是否可以成功退出退出方法? [英] Is it possible to wrap the exit method successfully?
问题描述
我目前使用gcc 4.1.2,我有一个用例,其中我想使用链接器选项来包装退出方法。让我们立即抛开所有典型的回答/评论,你为什么要这样做?
我想知道的是,这个。我已经包装其他方法使用链接器没有任何问题。下面是我使用的__wrap_exit函数的一个快速示例:
void __wrap_exit(int _status)
{
return;
}
当调用exit时,这个包装器确实被调用。
- gcc在后台执行一些操作,比如当退出
即使真正的退出函数没有被调用,只有
的封装版本是? - 在
后面发生的一些细节gcc具有一个名为
的语言扩展属性 __noreturn __。在< stdlib.h>中,您可能有一个声明:extern void exit(int __status)__THROW __attribute__((__noreturn__));
此属性表示函数不会以正常方式返回的承诺。 (也许它结束的过程,或者也许它
longjmps,或者也许它引发一个C ++异常,或者也许它有一个无休止的循环...)
所以当编译调用
exit的代码时,gcc可以做一些优化,比如可能不打扰设置和/
例如,下面是一个简单的函数,它调用一个库函数,然后在x86上装配,不带
-O指定标志。void func1(void){
srand(1);
}
.globl func1
.type func1,@ function
func1:
pushl%ebp
movl%esp,%ebp
subl $ 8,%esp
subl $ 12,%esp
pushl $ 1
call srand
addl $ 16,%esp
leave
ret
而且调用
exitvoid func2(void){
exit(0);
}
.globl func2
.type func2,@ function
func2:
pushl%ebp
movl%esp,%ebp
subl $ 8,%esp
subl $ 12,%esp
pushl $ 0
call exit
$ b b
它开始是一样的,但是只是跳过
addl,leaveret指令,它在func1中告诉CPU如何回到执行任何函数当你偷偷地替换exit并破坏这个promise时,指令指针可能会到没有敏感代码的地方,或者堆栈结构可能无效等。
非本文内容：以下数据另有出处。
PR #1973, opened 2025-04-08
DP-38621 Update header-search to allow more flexible scoping

andy-blum:
## Description

In order to scope search results to a given microsite, we’ll need to pass along some additional URL query parameters as hidden inputs. This conflicts with the existing way search works - defaulting to no scoping with a hard-coded dropdown option.

```html
<input type="hidden" name="microsite" value="microsite-id" />
```

## Existing Behavior
Screenshot 2025-04-16 at 10 46 35 AM

* If a user enters a search query in the search input and submits, the result is unscoped
* If a user clicks the first dropdown option, the result is unscoped. This option has visibly-hidden text saying "search <term>  across the entire site
* If a user clicks a different option below, a new hidden input is added via JavaScript with a name of `org` and a kebab-cased version of the organization's name. These options are added in by a data structure like:
```json
"headerSearch": {
  "suggestedScopes": [
    "Organization One",
    "Organization Two"
  ]
}
```

## New Behavior

The expected data structure has been expanded, to allow for the following:
* human-readable labels that may or may not cleanly convert to kebab-case through the existing JS functionality
* types other than `org`
* the option to hide the label on any dropdown menu item

```json
"headerSearch": {
  "suggestedScopes": [
    {
      "value": "executive-office-of-energy-and-environmental-affairs",
      "type": "org",
      "label": "in Executive Office of Energy and Environmental Affairs",
      "hideLabel": false
    },
    {
      "value": "department-of-conservation-recreation",
      "type": "org",
      "label": "in Department of Conservation & Recreation",
      "hideLabel": false
    },
  ]
}
```

Additionally, the component accepts a new `headerSearch.defaultScope` functionality that, if present, will add a new hidden input on page load. This default scope is removed if one of the suggestedScopes is chosen to avoid filter parameters compounding. The default scope's data structure matches that of the suggested scopes above.

```json
"headerSearch": {
  "defaultScope":  {
      "value": "microsite-title",
      "type": "microsite",
      "label": "in this microsite",
      "hideLabel": true
  },
}
```

## Related Issue / Ticket
- [JIRA issue](https://massgov.atlassian.net/browse/DP-38621)


packages/patternlab/styleguide/source/_data/headerSearch.json
```diff
@@ -8,6 +8,17 @@
       "text": "Search",
       "usage": "secondary"
     },
-    "suggestedScopes": ["Department of Conservation & Recreation", "Executive Office of Energy and Environmental Affairs"]
+    "suggestedScopes": [
+      {
+        "value": "Department of Conservation & Recreation",
```
clairesunstudio:
```suggestion
        "value": "department-of-conservation--recreation",
```

packages/patternlab/styleguide/source/assets/js/modules/headerSearch.js
```diff
@@ -61,37 +61,32 @@ export default (function (window, document,$) {
...
-            if (key(e).arrowUp) { 
+            if (key(e).arrowUp) {
                 focusIndex = [optionsCount -1];
                 setFocus(focusIndex);
             }
         });
-              
 
-        // transform org name to value
-        const slugify = (string = '') => (
```
clairesunstudio, line 92: The org values needs to be slugified - this is based on how the Google search parameter values are tokenized. 

**Before:** 
https://search.mass.gov/?q=tax&org=department-of-conservation--recreation

Screenshot 2025-04-28 at 12 21 23 AM


**After:** 
https://search.mass.gov/?q=tax&org=Department+of+Conservation+%26+Recreation (Google returns no results and search filter tag is empty)

Screenshot 2025-04-28 at 12 21 55 AM

Based on the new data structure, this function probably should be moved into the openmass codebase, the value should be passed as slugified (see code example in the data object)

packages/patternlab/styleguide/source/_data/headerSearch.json
clairesunstudio: Please update header-search.md to document the new data structure. All values should be "slugified" see the slugify function  https://github.com/massgov/mayflower/pull/1973/files#r2063473220

clairesunstudio:
Backstop test failures are false positives and irrelevant

packages/patternlab/styleguide/source/assets/js/modules/headerSearch.js
andy-blum: Correct, we're slugifying that value server side in this paired PR

https://github.com/massgov/openmass/pull/2944/files#diff-7ab1b4b71e92e70b91efbdb1fbe44676f793a4eab00ac5d1269180e1f0bb3e14R1313

clairesunstudio (approved):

在示例函数func2中,函数汇编实际上在调用exit,所以当你返回并且指令指针返回时,它将指向程序映像中接下来的任何数据,而不一定是可执行代码。 / p>I'm currently using gcc 4.1.2 and I have a use case where I want to use the linker options to wrap the exit method. Let's immediately put aside all the typical responses/comments of, "Why would you even want to do that?"
What I want to know is if it's possible to even do this. I have wrapped other methods using the linker before without any issues. Below is a quick example of the __wrap_exit function I'm using:
void __wrap_exit(int _status) { return; }When exit is called this wrapper is indeed called. However, the program hits a segmentation fault immediately after this __wrap_exit returns.
- Does gcc do something behind the scenes like raise a signal when exit is called even though the real exit function is not called and only the wrapper version is?
- Could some details of what's happening behind the scenes be provided as well?
解决方案gcc has a language extension attribute called
__noreturn__. In your<stdlib.h>, you probably have a declaration something like:extern void exit (int __status) __THROW __attribute__ ((__noreturn__));This attribute represents a promise that the function never returns in the normal way. (Maybe it ends the process, or maybe it
longjmps, or maybe it throws a C++ exception, or maybe it has an unending loop...)So when compiling code that calls
exit, gcc can make some optimizations, like maybe not bothering to set up and/or clean up stack pointers to make it possible to come back to the calling function.For example, here's a simple function that calls a library function, then its assembly on x86 with no
-Oflag specified.void func1(void) { srand(1); } .globl func1 .type func1,@function func1: pushl %ebp movl %esp, %ebp subl $8, %esp subl $12, %esp pushl $1 call srand addl $16, %esp leave retAnd an almost identical function that calls
exitinstead:void func2(void) { exit(0); } .globl func2 .type func2,@function func2: pushl %ebp movl %esp, %ebp subl $8, %esp subl $12, %esp pushl $0 call exitIt starts out the same, but then just skips the
addl,leave, andretinstructions, which infunc1tell the CPU how to go back to executing whatever function calledfunc1.When you sneakily replace
exitand break this promise, the instruction pointer might go somewhere that doesn't have sensible code, or the stack structure might be invalid, etc. In the example functionfunc2, the function assembly actually ended at the call toexit, so when you return and the instruction pointer comes back, it will be pointing at whatever data happens to be next in the program image, not necessarily even executable code at all.这篇关于是否可以成功退出退出方法?的文章就介绍到这了,希望我们推荐的答案对大家有所帮助,也希望大家多多支持IT屋!